### What is required:
Transcribe exactly the lines that fall between the one holding "PR #2588, opened 2019-08-02" and the one holding "ParameterLib/TimeDependentHeterogeneousParameter.cpp", inclusive, from the entries below.

Start of Records for the task

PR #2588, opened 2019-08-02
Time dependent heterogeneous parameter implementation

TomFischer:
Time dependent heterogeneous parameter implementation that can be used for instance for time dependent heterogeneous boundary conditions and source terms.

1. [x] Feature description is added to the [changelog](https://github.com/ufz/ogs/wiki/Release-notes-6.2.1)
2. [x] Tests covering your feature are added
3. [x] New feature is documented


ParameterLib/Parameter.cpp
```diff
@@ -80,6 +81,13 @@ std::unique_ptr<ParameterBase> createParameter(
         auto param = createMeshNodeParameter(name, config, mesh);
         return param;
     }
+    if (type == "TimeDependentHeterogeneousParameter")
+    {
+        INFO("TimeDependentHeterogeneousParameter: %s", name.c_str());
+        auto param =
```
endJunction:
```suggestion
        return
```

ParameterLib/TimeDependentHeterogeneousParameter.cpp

End of Records for the task
Start of Records for the task

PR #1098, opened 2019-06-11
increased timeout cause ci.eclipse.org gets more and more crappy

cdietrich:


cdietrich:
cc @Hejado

End of Records for the task
Start of Records for the task

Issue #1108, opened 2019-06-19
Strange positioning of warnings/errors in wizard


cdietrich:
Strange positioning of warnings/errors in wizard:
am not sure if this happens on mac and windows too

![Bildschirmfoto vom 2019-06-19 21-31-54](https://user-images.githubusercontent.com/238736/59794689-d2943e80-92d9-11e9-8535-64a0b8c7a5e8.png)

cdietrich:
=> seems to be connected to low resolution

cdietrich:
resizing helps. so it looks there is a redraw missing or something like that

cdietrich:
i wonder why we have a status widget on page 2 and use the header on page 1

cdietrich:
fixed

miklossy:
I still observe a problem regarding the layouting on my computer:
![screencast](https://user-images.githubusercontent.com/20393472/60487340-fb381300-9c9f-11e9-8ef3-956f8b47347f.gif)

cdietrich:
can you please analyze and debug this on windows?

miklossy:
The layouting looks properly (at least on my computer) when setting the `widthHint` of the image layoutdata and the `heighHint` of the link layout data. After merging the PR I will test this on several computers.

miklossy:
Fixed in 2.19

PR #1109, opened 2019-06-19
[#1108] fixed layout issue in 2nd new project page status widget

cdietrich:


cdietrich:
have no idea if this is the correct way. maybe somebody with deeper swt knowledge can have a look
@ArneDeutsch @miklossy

End of Records for the task

### Worked solution:
PR #2588, opened 2019-08-02
Time dependent heterogeneous parameter implementation

TomFischer:
Time dependent heterogeneous parameter implementation that can be used for instance for time dependent heterogeneous boundary conditions and source terms.

1. [x] Feature description is added to the [changelog](https://github.com/ufz/ogs/wiki/Release-notes-6.2.1)
2. [x] Tests covering your feature are added
3. [x] New feature is documented


ParameterLib/Parameter.cpp
```diff
@@ -80,6 +81,13 @@ std::unique_ptr<ParameterBase> createParameter(
         auto param = createMeshNodeParameter(name, config, mesh);
         return param;
     }
+    if (type == "TimeDependentHeterogeneousParameter")
+    {
+        INFO("TimeDependentHeterogeneousParameter: %s", name.c_str());
+        auto param =
```
endJunction:
```suggestion
        return
```

ParameterLib/TimeDependentHeterogeneousParameter.cpp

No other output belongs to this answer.